* TASK DESCRIPTION: If a line in the entries contains the word "dependency", list it.

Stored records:
========

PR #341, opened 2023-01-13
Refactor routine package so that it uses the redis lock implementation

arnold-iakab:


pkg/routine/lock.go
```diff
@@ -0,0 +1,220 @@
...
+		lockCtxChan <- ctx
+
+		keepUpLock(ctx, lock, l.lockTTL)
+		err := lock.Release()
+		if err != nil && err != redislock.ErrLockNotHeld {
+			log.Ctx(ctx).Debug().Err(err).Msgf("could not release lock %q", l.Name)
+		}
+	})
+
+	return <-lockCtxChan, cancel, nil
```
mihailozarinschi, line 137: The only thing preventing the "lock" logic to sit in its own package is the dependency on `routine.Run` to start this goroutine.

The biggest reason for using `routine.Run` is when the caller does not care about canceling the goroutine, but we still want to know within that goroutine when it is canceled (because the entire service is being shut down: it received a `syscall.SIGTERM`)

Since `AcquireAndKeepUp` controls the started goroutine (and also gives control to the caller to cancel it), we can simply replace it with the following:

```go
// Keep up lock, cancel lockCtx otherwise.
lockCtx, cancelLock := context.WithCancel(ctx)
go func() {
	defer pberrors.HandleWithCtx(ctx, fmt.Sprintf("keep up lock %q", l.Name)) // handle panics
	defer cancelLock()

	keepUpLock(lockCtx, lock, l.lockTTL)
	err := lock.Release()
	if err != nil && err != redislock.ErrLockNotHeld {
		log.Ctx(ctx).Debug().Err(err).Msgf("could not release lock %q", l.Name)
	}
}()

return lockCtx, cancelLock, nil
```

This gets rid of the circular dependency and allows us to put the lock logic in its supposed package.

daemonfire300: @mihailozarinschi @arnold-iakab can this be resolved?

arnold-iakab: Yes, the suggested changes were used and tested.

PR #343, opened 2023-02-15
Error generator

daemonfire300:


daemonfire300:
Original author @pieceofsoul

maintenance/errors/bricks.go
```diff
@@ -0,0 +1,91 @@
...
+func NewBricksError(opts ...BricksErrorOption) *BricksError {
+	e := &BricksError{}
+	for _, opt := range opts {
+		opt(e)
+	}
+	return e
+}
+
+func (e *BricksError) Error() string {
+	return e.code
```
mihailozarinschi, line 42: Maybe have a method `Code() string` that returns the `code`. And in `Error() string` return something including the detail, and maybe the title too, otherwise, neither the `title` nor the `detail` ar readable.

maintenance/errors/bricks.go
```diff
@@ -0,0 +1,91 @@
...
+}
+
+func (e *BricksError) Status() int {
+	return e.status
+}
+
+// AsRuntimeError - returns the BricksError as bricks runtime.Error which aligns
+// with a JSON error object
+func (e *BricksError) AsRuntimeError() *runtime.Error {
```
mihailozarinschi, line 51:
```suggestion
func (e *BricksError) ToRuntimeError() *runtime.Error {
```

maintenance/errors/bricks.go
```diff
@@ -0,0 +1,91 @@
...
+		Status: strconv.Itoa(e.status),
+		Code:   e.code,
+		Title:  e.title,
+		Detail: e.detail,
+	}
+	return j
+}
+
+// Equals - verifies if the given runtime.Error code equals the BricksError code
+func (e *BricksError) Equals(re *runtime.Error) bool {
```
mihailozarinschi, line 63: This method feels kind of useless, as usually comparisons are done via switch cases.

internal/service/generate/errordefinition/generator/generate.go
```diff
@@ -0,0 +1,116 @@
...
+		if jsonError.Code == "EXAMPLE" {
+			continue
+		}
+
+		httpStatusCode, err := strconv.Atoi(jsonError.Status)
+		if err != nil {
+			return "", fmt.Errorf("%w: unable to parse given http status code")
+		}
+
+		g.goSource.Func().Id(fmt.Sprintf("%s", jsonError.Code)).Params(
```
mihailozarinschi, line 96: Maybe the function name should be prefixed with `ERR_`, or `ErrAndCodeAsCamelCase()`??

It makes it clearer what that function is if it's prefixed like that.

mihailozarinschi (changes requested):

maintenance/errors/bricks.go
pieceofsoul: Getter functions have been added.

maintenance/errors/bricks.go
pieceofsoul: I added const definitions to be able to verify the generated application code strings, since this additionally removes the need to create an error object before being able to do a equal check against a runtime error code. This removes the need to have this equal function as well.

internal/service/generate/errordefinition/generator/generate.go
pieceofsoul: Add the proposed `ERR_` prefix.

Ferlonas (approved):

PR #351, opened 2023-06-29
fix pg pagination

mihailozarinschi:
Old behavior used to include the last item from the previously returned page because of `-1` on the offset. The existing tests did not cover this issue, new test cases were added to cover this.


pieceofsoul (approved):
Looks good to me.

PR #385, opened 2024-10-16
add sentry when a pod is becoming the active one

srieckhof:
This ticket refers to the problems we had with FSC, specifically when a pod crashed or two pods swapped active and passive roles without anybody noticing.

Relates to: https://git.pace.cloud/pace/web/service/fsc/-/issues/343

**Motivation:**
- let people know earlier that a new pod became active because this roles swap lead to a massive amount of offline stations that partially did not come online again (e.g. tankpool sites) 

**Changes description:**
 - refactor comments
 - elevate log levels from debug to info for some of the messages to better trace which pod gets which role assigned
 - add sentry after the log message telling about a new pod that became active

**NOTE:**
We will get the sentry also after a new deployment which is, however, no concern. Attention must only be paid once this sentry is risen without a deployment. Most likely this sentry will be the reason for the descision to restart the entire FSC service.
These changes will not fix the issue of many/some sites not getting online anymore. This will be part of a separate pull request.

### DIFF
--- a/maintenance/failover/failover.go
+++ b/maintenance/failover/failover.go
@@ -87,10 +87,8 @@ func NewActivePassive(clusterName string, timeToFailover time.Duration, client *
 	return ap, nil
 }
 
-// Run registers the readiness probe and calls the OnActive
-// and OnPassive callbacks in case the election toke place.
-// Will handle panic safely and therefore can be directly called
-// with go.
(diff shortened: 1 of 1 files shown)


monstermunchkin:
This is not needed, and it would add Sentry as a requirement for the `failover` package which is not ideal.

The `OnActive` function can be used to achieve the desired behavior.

========

* OUTPUT FOR THIS EXERCISE:
mihailozarinschi, line 137: The only thing preventing the "lock" logic to sit in its own package is the dependency on `routine.Run` to start this goroutine.
This gets rid of the circular dependency and allows us to put the lock logic in its supposed package.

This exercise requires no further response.